Tuning your filesystem's cache
Tune-Up
Anyone who has spent time tuning the performance of a system is keenly aware of the bottlenecks existing between permanent storage on disk and working storage in RAM. As a rule, one should think of a hard drive as being three orders of magnitude slower than random-access memory. Because of this disparity, modern operating systems are designed to cache the reads and buffer the writes of the storage subsystem.
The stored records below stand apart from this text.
PR #4081, opened 2021-04-20
Make the ReactUI the default one

Nexucis:
This PR is switching the default UI from the old one to the ReactAPP by default.

### DIFF
--- a/pkg/ui/bucket.go
+++ b/pkg/ui/bucket.go
@@ -48,28 +48,33 @@ func NewBucketUI(logger log.Logger, label, externalPrefix, prefixHeader, uiPrefi
 }
 
 // Register registers http routes for bucket UI.
-func (b *Bucket) Register(r *route.Router, registerNewUI bool, ins extpromhttp.InstrumentationMiddleware) {
-	instrf := func(name string, next func(w http.ResponseWriter, r *http.Request)) http.HandlerFunc {
-		return ins.NewHandler(b.externalPrefix+name, http.HandlerFunc(next))
+func (b *Bucket) Register(r *route.Router, ins extpromhttp.InstrumentationMiddleware) {
+	redirectPath := "/blocks"
+	if len(b.uiPrefix) > 0 {
+		redirectPath = b.uiPrefix
 	}
-	r.WithPrefix(b.uiPrefix).Get("/", instrf("root", b.root))
-	r.WithPrefix(b.uiPrefix).Get("/static/*filepath", instrf("static", b.serveStaticAsset))
-	if registerNewUI {
-		// Make sure that "<path-prefix>/new" is redirected to "<path-prefix>/new/" and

In Linux, the kernel makes generous allocation of all memory not used by any program for behind-the-scene purposes; I focus on the disk page cache [1] here. If system load increases at the start of a new application, the system will evict caches as required to provide working memory for the new process – the illusion of free memory is preserved, even though those chips were most likely hard at work for the kernel all along.
The disk page cache uses memory pages in RAM to access rapidly data stored in disk blocks, with the kernel using "temporal locality" as the organizing principle to determine what to cache. The assumption that recently accessed blocks of data are more likely to be accessed again drives the kernel's preferences. Given that on most systems not all permanent storage can be cached simultaneously, it makes sense to optimize the disk cache according to your workload. For example, you can ensure a uniform performance experience for clients by pre-caching the directory tree yourself, rather than letting page cache misses cause the first load.
Enter Amazon EC2: If you often launch new instances, those new VMs will initially exhibit this uneven performance behavior. Elastic Block Storage (EBS) volumes are far from high-performance IOPS devices, making the disparity more obvious. The team behind the smartphone app Instagram illustrated this in the story of their successful EC2 scaling experience [2].
A good tool for cache control is vmtouch [3], which is at home on most Linux 2.6, FreeBSD 7.x, or Solaris 10 kernels; mileage may vary on other *nix variants. Expect partial functionality on Mac OS X and OpenBSD.
To check out my Ubuntu 11.04 laptop's /bin
caching status, I enter:
$ ./vmtouch /bin
Vmtouch crawled the files in /bin
and reported that about half of the memory pages for the utilities there were cached. This is done via the mincore(2)
system call [4], which was first introduced in 4.4 BSD but is not present in all *nix systems. It provides information on the page fault status of a process's pages.
This tool provides a quick way to determine core memory resident status, but vmtouch can manipulate that status as well (Listing 1). The -t
option "touches" the pages of the file, causing it to be loaded into the page cache; similarly, the -e
option evicts a file's pages from memory. For faster access, you can use these options to load a set of files or directories into RAM; however, over time, the kernel might choose to evict less often used files in favor of other, more recently used files that are not the object of your performance concerns. This is not the behavior you are trying to enforce. Vmtouch comes to the rescue with its most powerful option: -dl
, for "daemonize and lock."
Listing 1: Vmtouch Gzip Example
01 $ ./vmtouch /bin/gzip 02 Files: 1 03 Directories: 0 04 Resident Pages: 0/15 0/60K 0% 05 Elapsed: 8.1e-05 seconds 06 $ ./vmtouch -vt /bin/gzip 07 /bin/gzip 08 [OOOOOOOOOOOOOOO] 15/15 09 10 Files: 1 11 Directories: 0 12 Touched Pages: 15 (60K) 13 Elapsed: 0.001102 seconds 14 $
Daemonize and lock operates just like -t
(touch), but it calls mlock(2)
on all memory mappings and won't close the descriptors when finished. Vmtouch then goes into daemon mode, sitting in the background to keep those pages loaded in memory, at least until your next reboot. Now you can ensure that files are permanently in the page cache – use it wisely, because overtaxing a system's RAM could ruin the very performance metric you are tuning.
The Instagram team has released a vmtouch script [5] that dumps the page cache status of an EC2 instance, allowing you to carry over the page-fault state of a running system to a newly spawned one, rather than starting from a fixed set of files and directories.